I made coffee and breakfast, which seemed to be laden with mishaps. The coffeemaker wouldn’t work, so after much consternation, I turned to a pour over. Then my cinnamon rolls, which should have been, pop the can, and throw then in the oven, turned out to be much more complicated than I expected. Then they stuck to the pan and I tried to scrub the goo off and finally resorted to soaking the pan. Finally, after an hour of working in the kitchen, I sat down to breakfast.

Then Caitlin was making this gorgeous Thanksgiving centerpiece. It is a thankfulness tree. She gathered branches and arranged them in a vase, and then gathered pretty leaves off the ground. Each of the leaves has been painted with a single word…something we are grateful for….coffee. Waffles. Friends. Arms and legs. Socks. Showers. Creativity. Mexican food. Mountains….everyone in the house has been coming up with ideas and now she is taping the leaves artfully onto the tree branches. It’s a great idea, and super creative and cute. I shared a cinnamon roll with her and chatted with her on her progress. I gave her a few more ideas for leaves.

 


Finally, I finished my breakfast and grabbed my camera. I got outside and let the cool breeze set me in a pensive mood. The rain has stripped many of the trees, and so I search for a full red one. I finally spot one across the street. I think I can catch it with my zoom. I positioned my camera, and was zoning in on the shot, and then it went black. The battery was dead.

I went back inside and charged the battery. It was then I noticed the memory was full anyway. I groaned with frustration. So, I opened my laptop to upload the photos, and found my computer was dead. I couldn’t find the computer cord for a while, and then finally saw it buried in a bag. I plugged in the computer, uploaded the photos, and then deleted them off the camera. Okay. Finally, tree time.

I went back outside, wandered around, and get a few good ones and went inside to upload them and write poetry. I was headed for the iPad when my friend Daniel found me in the hall. I’ve known Daniel on and off for about twenty years. He now lives in our building with his pregnant wife and two toddlers. Right now, they are in the “this beautiful mess,” stage of parenting and family life. Today, he was as frazzled as I’d seen him in a while. Three year old Joe climbing all over him.

“Do you have..the sheriff is here,” he rubbed his face. He pointed to another building on the property. “The security alarm went off over there…and I gotta…..I gotta…go..deal with this. Can you watch him for a few minutes?”

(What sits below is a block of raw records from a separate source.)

PR #792, opened 2019-05-15
Wait for pre-cached queries to finish before building docs

### LINKED ISSUE #787: Docs build failing on master branch
e.g. https://circleci.com/workflow-run/20bcdd20-605b-4b26-a093-09ff7e149257

I suspect this is going to be a sporadic issue, and that the solution is going to be arranging for more things to be pre-cached before the notebooks run on CI.

jch1g10:
Closes #787 

### I have:

### Description

The sporadic docs build failures noted in #787 are due to queries in the worked examples executing without some of the sub-queries having been pre-cached. This appears to be happening because the pre-cache script exits before the queries finish, and queries which have not started executing when the script finishes will go missing because there is no python interpreter to keep track of the state.

This PR modifies `cache_queries.py` so that it waits for all queries to finish before exiting, which should resolve the CI failures.


maxalbert:
This looks like a useful change in any case as far as I can tell, so we should probably merge it regardless, but the docs failure seems to be cause by something else in addition to this. 🤔

jch1g10:
> This looks like a useful change in any case as far as I can tell, so we should probably merge it regardless, but the docs failure seems to be cause by something else in addition to this. 🤔

The issue now appears to be that large queries in the pre-cache script are running before their dependencies are cached.

maxalbert:
Out of interest, how do you go about debugging this issue and where do you see that this is what's causing the failures? Are you checking the postgres logs, or can you see this from the flowmachine/flowdb ones?

jch1g10:
> Out of interest, how do you go about debugging this issue and where do you see that this is what's causing the failures? Are you checking the postgres logs, or can you see this from the flowmachine/flowdb ones?

This is from looking at the flowmachine logs, to see what SQL was being executed when the error occurred and which cache tables it was (or wasn't) referencing.

I haven't yet worked out a nice way to get the postgres logs on Circle.

maxalbert:
Yeah, I think currently the only way to get the postgres logs is to re-run the job on CircleCI with ssh enabled and actually view them inside the flowdb container (or `docker cp && scp` them to your local machine if you want to more conveniently inspect an entire postgres log file).

maxalbert:
The CI runs pass now, but given that no further commits were added I assume the underlying issue you mentioned is still present?

jch1g10:
> The CI runs pass now, but given that no further commits were added I assume the underlying issue you mentioned is still present?

Yes, I suspect the CI runs would continue to fail intermittently.

docs/cache_queries.py
```diff
@@ -170,10 +108,26 @@
...
+for query in reversed(list(nx.topological_sort(full_graph))):
+    try:
+        all_query_stores.append(full_graph.nodes[query]["query_object"].store())
+    except ValueError:
+        # Some dependencies cannot be stored
+        pass
+
+
+print("Waiting for queries to finish")
+concurrent.futures.wait(all_query_stores)
```
maxalbert: I'm wondering whether this still allows for queries to be stored in the "wrong" order (i.e., before all their dependencies have been stored), because the futures can potentially run in any order, no?

maxalbert: Also, once this works we should probably add support for optionally storing all dependencies in `Query.store()` directly.

jch1g10: The futures can run in any order, but the query state will be changed to `queued` before creating a future to store the query so queries should still be aware that their dependencies are going to be cached.

maxalbert: Ah of course, excellent point. 👍

.circleci/config.yml
```diff
@@ -654,6 +657,41 @@ jobs:
             - store_artifacts:
                 path: /home/circleci/project/docs/flowkit-docs.zip
                 destination: docs
+      - run:
+          name: Copy postgres logs
```
greenape:
```suggestion
          name: Copy postgres logs
          when: on_fail
```

greenape: Think you'll need to install psql as well btw.

jch1g10:
Right, I think I've got this working now. I've made the following changes:

All queries used in the example notebooks, and all of their dependencies, are now pre-cached before starting the `mkdocs` build.

The FlowDB script `configurate.py` uses `psutil` to get the total memory and CPU count, but this is giving incorrect values on CircleCI (36 CPUs and 72GB memory, when the actual resources are 2 CPUs and 4GB memory - see [here](https://circleci.com/docs/2.0/configuration-reference/#resource_class)). I suspect this - rather than insufficient pre-caching - was the root cause of the issue.

To get around the CPUs issue, I have set `MAX_CPUS=2`, `MAX_WORKERS=2` and `MAX_WORKERS_PER_GATHER=2` in the CircleCI config. The total memory is used to set the `shared_buffers` and `effective_cache_size` parameters, which could not be set using env vars as for the cores and workers, so I have added two new env vars `SHARED_BUFFERS_SIZE` and `EFFECTIVE_CACHE_SIZE` to allow manually setting these parameters. I'm completely open to renaming these env vars, or a different approach altogether, but this at least seems to work.

I've added a step to the `build_docs` CI job to extract the Postgres logs from FlowDB if the build fails, by reading the logs into a table and then copying them to `stdout`. This seems a little convoluted, but without direct access to the FlowDB container I think this is the only way to access the logs.

I've also made a few small tweaks to the worked examples, which didn't seem big enough to deserve PRs of their own (title, filename and colourmap changes).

I smiled at Joe. “Sure,” I said.

“Thanks,” Daniel exhaled and then he bounded out the door to the two waiting squad cars.

So Joe and I chilled and played pool and made monster noises and he is a really great kid. Finally, Daniel came back and I went to my poetry.

I sat down at my iPad and silence my mind. Then, I pull out the photos and try to tap into the creative stream. And I had nothing. I had cops. And the clang of pool balls. I have Thanksgiving crafts and pomegranates and cinammon rolls and rainy days and goofy girls late at night. I had life.

It reminded me of a radio interview I heard once. I was about ten when Amy grant wrote her landmark album Heart in Motion. She was talking about how she and the producer were trying to write in the living room. They were working on a song called Passion for Love. In the midst of it, her infant daughter kept crying and her toddler kept needing things. Finally, she stopped the session. “I don’t have a passion for love.” She said. “I can’t write this.”

She turned around and began writing what was real to her. It turned out to be a semi successful song called Hats where she talked about juggling the responsibilities of being a wife and a working mother. “One day I’m a mother. One day I’m a lover. What am I supposed to do? Working for a living all because I’m driven to be the very best for you.”

It’s not a partiuclary insightful song, but at ten years old, the story behind it was some of the best artistic advice I’d  ever received. Sometimes, in the quest to write what we think we should, we can miss the material right in front of us. Be true. Be genuine. And let your heart write the piece.

And that’s what I learned from my tree photo day. I think that’s much more interning than whatever poetry I may have come up with today.